Description of the task: In the entries, find all lines that hold the word "quite" and copy them.

The data:
PR #162, opened 2016-04-15
Implement Mango selectors for change feeds

nickva:
API is modeled after _doc_ids filter for change feeds.

User POSTs to {db}/_changes with `filter=_selector`.
Document body should have a "selector" field, with
a Mango selector object as value.

For example:
```
http://.../d1/_changes?filter=_selector
{
  "selector": {"z" : {"$gte" : 1} }
}
```
In case "selector" is missing or its value is not a
JSON object, a 400 error is returned with a
corresponding error message. For example:
```
{
    "error": "bad_request",
    "reason": "Selector error: 42, expected an object"
}
```

In case "selector" object cannot be validated as a
Mango selector, a 400 error is returned with a validation
error as "reason".

Jira: COUCHDB-2988

### DIFF
--- a/src/couch_changes.erl
+++ b/src/couch_changes.erl
@@ -196,6 +196,8 @@ get_callback_acc(Callback) when is_function(Callback, 2) ->
 
 configure_filter("_doc_ids", Style, Req, _Db) ->
     {doc_ids, Style, get_doc_ids(Req)};
+configure_filter("_selector", Style, Req, _Db) ->
+    {selector, Style,  get_selector(Req)};
 configure_filter("_design", Style, _Req, _Db) ->
     {design_docs, Style};
 configure_filter("_view", Style, Req, Db) ->
@@ -267,6 +269,11 @@ filter(_Db, DocInfo, {doc_ids, Style, DocIds}) ->
         false ->
             []
     end;
+filter(Db, DocInfo, {selector, Style, Selector}) ->
+    Docs = open_revs(Db, DocInfo, Style),
+    Passes = [mango_selector:match(Selector, couch_doc:to_json_obj(Doc, []))
+        || Doc <- Docs],
+    filter_revs(Passes, Docs);
 filter(_Db, DocInfo, {design_docs, Style}) ->
     case DocInfo#doc_info.id of
         <<"_design", _/binary>> ->
@@ -336,6 +343,15 @@ get_doc_ids(_) ->
     throw({bad_request, no_doc_ids_provided}).
 
 
+get_selector({json_req, {Props}}) ->
+    check_selector(couch_util:get_value(<<"selector">>, Props));
+get_selector(#httpd{method='POST'}=Req) ->
+    couch_httpd:validate_ctype(Req, "application/json"),
+    get_selector({json_req,  couch_httpd:json_body_obj(Req)});
+get_selector(_) ->
+    throw({bad_request, "Selector must be specified in POST payload"}).
+
+
 check_docids(DocIds) when is_list(DocIds) ->
     lists:foreach(fun
         (DocId) when not is_binary(DocId) ->
@@ -347,6 +363,18 @@ check_docids(DocIds) when is_list(DocIds) ->
 check_docids(_) ->
     Msg = "`doc_ids` filter parameter is not a list of doc ids.",
     throw({bad_request, Msg}).
+
+
+check_selector(Selector={_}) ->
+    try
+        mango_selector:normalize(Selector)
+    catch
+        {mango_error, Mod, Reason0} ->
+            {_StatusCode, _Error, Reason} = mango_error:info(Mod, Reason0),
+            throw({bad_request, Reason})
+    end;
+check_selector(_Selector) ->
+    throw({bad_request, "Selector error: expected a JSON object"}).
 
 
 open_ddoc(#db{name=DbName, id_tree=undefined}, DDocId) ->
--- a/test/couch_changes_tests.erl
+++ b/test/couch_changes_tests.erl
@@ -60,6 +60,7 @@ changes_test_() ->
             setup,
             fun test_util:start_couch/0, fun test_util:stop_couch/1,
             [
+                filter_by_selector(),
                 filter_by_doc_id(),
                 filter_by_design(),
                 continuous_feed()
@@ -83,6 +84,24 @@ filter_by_doc_id() ->
             ]
         }
     }.
+
+filter_by_selector() ->
+    {
+        "Filter _selector",
+        {
+            foreach,
+            fun setup/0, fun teardown/1,
+            [
+                fun should_select_basic/1,
+                fun should_select_with_since/1,
+                fun should_select_when_no_result/1,
+                fun should_select_with_deleted_docs/1,
+                fun should_select_with_continuous/1,
+                fun should_stop_selector_when_db_deleted/1
+            ]
+        }
+    }.
+
 
 filter_by_design() ->
     {
@@ -317,7 +336,7 @@ should_filter_continuous_feed_by_specific_doc_ids({DbName, Revs}) ->
 
 should_end_changes_when_db_deleted({DbName, _Revs}) ->
     ?_test(begin
-        {ok, Db} = couch_db:open_int(DbName, []),
+        {ok, _Db} = couch_db:open_int(DbName, []),
         ChangesArgs = #changes_args{
             filter = "_doc_ids",
             feed = "continuous"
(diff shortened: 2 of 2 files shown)


src/couch_changes.erl
```diff
@@ -336,6 +343,16 @@ get_doc_ids(_) ->
     throw({bad_request, no_doc_ids_provided}).
 
 
+get_selector({json_req, {Props}}) ->
+    check_selector(couch_util:get_value(<<"selector">>, Props));
+get_selector(#httpd{method='POST'}=Req) ->
+    couch_httpd:validate_ctype(Req, "application/json"),
+    {Props} = couch_httpd:json_body_obj(Req),
+    check_selector(couch_util:get_value(<<"selector">>, Props));
```
kxepal: Seems like you repeat yourself here. How about to change that branch into:
```
get_selector(#httpd{method='POST'}=Req) ->
   couch_httpd:validate_ctype(Req, "application/json"),
   get_selector({json_req, couch_httpd:json_body_obj(Req)});
```

You'll also produce bad request instead of server internal error with function clause in case of invalid request json data, like array.

src/couch_changes.erl
```diff
@@ -336,6 +343,16 @@ get_doc_ids(_) ->
...
+get_selector(_) ->
+    throw({bad_request, invalid_selector}).
```
kxepal: Probably, `invalid_selection` is misleading as it actually about invalid request data. All about invalid selector should throw check_selector fun.

src/couch_changes.erl
```diff
@@ -349,6 +366,19 @@ check_docids(_) ->
...
+check_selector(Selector={_}) ->
+    try
+        mango_selector:normalize(Selector)
+    catch
+        {mango_error, _Mod, Reason} -> % see MANGO_ERROR(R) in mango.hrl
+            Msg = io_lib:format("Selector error: ~p", [Reason]),
+            throw({bad_request, Msg})
+    end;
+check_selector(Selector) ->
+    Msg = io_lib:format("Selector error: ~p, expected an object", [Selector]),
```
kxepal: May be not send back the Selector data? The case: send ~1GiB of data like `{"selector": [....]}` and let server try to serialize that 1GiB of data and send it back to you.

kxepal:
Nice feature, but I feel quite strange about creating dependency from mango for couch app. Since mango is a cluster thing, shouldn't it be on chttpd side?

src/couch_changes.erl
nickva: Tried that change but now a simple selector: {} which worked before fails with:
```
-    {Props} = couch_httpd:json_body_obj(Req),
-    check_selector(couch_util:get_value(<<"selector">>, Props));
+    check_selector({json_req, couch_httpd:json_body_obj(Req)});
```
{ ... "reason": "Selector error: {json_req,{[{<<\"selector\">>,{[]}}]}}, expected an object"...}

kxepal: Last line: `get_selector`, not `check_selector`. Also, point about function_clause is false: I miss the moment that json_body_obj already handles all the routines to ensure that we got JSON object, nothing else.

src/couch_changes.erl
nickva: It is an invalid_selector because this check happens after noticing there is a _selector as filter. Which prompted the the call to `configure_filter("_selector",...`. At this point if it is not  GET request, or object not is an array it is an "invalid selector".

src/couch_changes.erl
nickva: Agreed. Good point!

src/couch_changes.erl
kxepal: In case of bad selector type - yes, but in case of GET request it's just missed. May be add one more clause about:
```
get_selector({json_req, _}) -> throw({bad_request, invalid_selector});
```

And the this clause turns into something more friendly:
```
get_selector(_) -> throw({bad_request, "Selector must be specified in POST payload"}).
```

What do you think?

src/couch_changes.erl
```diff
@@ -349,6 +366,18 @@ check_docids(_) ->
     throw({bad_request, Msg}).
 
 
+check_selector(Selector={_}) ->
+    try
+        mango_selector:normalize(Selector)
+    catch
+        {mango_error, _Mod, Reason} -> % see MANGO_ERROR(R) in mango.hrl
+            Msg = io_lib:format("Selector error: ~p", [Reason]),
```
davisp: You want `mango_error:info(Mod, Reason) which gives you back a {StatusCode, Error, Reason} triple where Reason is formatted correctly.

src/couch_changes.erl
davisp: The pattern that @kxepal is highlighting is to recurse to unwrap objects. So your first clause has the base case, and the second clause would take out the thing to be selected and then recurse to the same check. That way your extraction logic is only written once.

src/couch_changes.erl
davisp: I agree with @kxepal here, if a user does a GET with a filter=_selector, then it'll be super opaque as to what wen't wrong. Though rather than a 400 you might throw a whatever it is for invalid method. Though i'd want to hear from @rnewson or someone if restricting methods based on query string paramters is kosher. If not kosher, than at least the 400 with the "you must specify the selector in a POST body" message would be fine so that users have a bread crumb when they get the error.

davisp:
@kxepal for the clustered vs. not dependency, it is slightly odd. However the changes code is sadly tied into the main couch repo, there's nothing we can really do to undo that without some pretty awkward contortions just for purity's sake.

Also, in this case, the mango logic being used is purely functional, there's no cluster or anything. Its strictly just a "does this json blob match this other json blob using the mango selector DSL rules" function.

So while I do agree it would be best to have this specific change in a different app, I'd argue that it's more of that all of this particular changes code should be in a different app that understands clustered vs not rather than the hodge podge of things we have now. Until then I wouldn't worry about this too much since it will work for both clustered and single node.

davisp:
Except for the various tweaks to error messaging, +1 to the feature. Sure did come out a lot simpler than I was expecting.

src/couch_changes.erl
rnewson: The spec (obviously) is not so clear. We could send 405 Method Not Allowed but that's a resource-level thing and seems inappropriate. I'd send a 400 with a clear message if ?selector param exists, as both kxepal and davisp suggest.

src/couch_changes.erl
nickva: Ah sorry. Missed that. Will fix it.

src/couch_changes.erl
nickva: Ok, good point. I can make that change.

kxepal:
@davisp Ok, thanks. Indeed decoupling these things would be quite problematic task now without any significant profit.

rnewson:
impressive brevity for such a powerful new feature.

nickva:
@kxepal @davisp  @rnewson  Updated error message for bad methods to be explicit, fixed get_selector duplicate code, use mango_error:info to format selector error messages.

kxepal:
+1

davisp:
Good point @rnewson. I'd go with the 400 approach then.

tonysun83:
simpler than I thought, +1

colinskow:
That's a great feature! In order to maintain a live list of docs that match a query, I will need changes from docs that used to match the query but no longer do so I can remove them from the list. Is that possible with this feature?

nickva:
@colinskow there is no easy way to add that I can think of. The query is in the context of the changes request. As long as there are results filtering back from that query, they'll contain documents which match the selector. There is nothing returning from the query which knows which documents matched before (using a previous changes request).

colinskow:
@nickva thank you very much for your response. A "live query" would be a very useful feature for front-end app developers.

I have [successfully implemented this](https://github.com/colinskow/pouchdb-live-find), but it requires listening to the entire changes feed. So my solution would not be entirely practical with a noisy database.

Would it be practical to maintain state of the query in a `_design`, `_replication`, or `_live_query` doc so the front end can maintain a live list of docs that match that query without having to listen to other noise?

nickva:
@colinskow that implies some kind of persistence. The selector passed in a change feed request is active only in the context of the POST request. There could be multiple such concurrent requests. After request is finished, there is no history preserved of previous request.

Or were you thinking about a long / continuous request, and while it is returning data back to the user,  a document which passed the filter and was returned before, was updated to no longer pass the selector. But there is nothing to tell the user about it. So perhaps have something in the change feed saying "this document passed the selector before but no longer does".

That is an interesting case then. If document is deleted we return it with `"_deleted":true`, is it reasonable to have something like `"_selector_failed":true`? I am not sure about this. You might want to take this up on the couchdb mailing list. This looks like an API change then and needs a better discussion.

Task output:
Nice feature, but I feel quite strange about creating dependency from mango for couch app. Since mango is a cluster thing, shouldn't it be on chttpd side?
@davisp Ok, thanks. Indeed decoupling these things would be quite problematic task now without any significant profit.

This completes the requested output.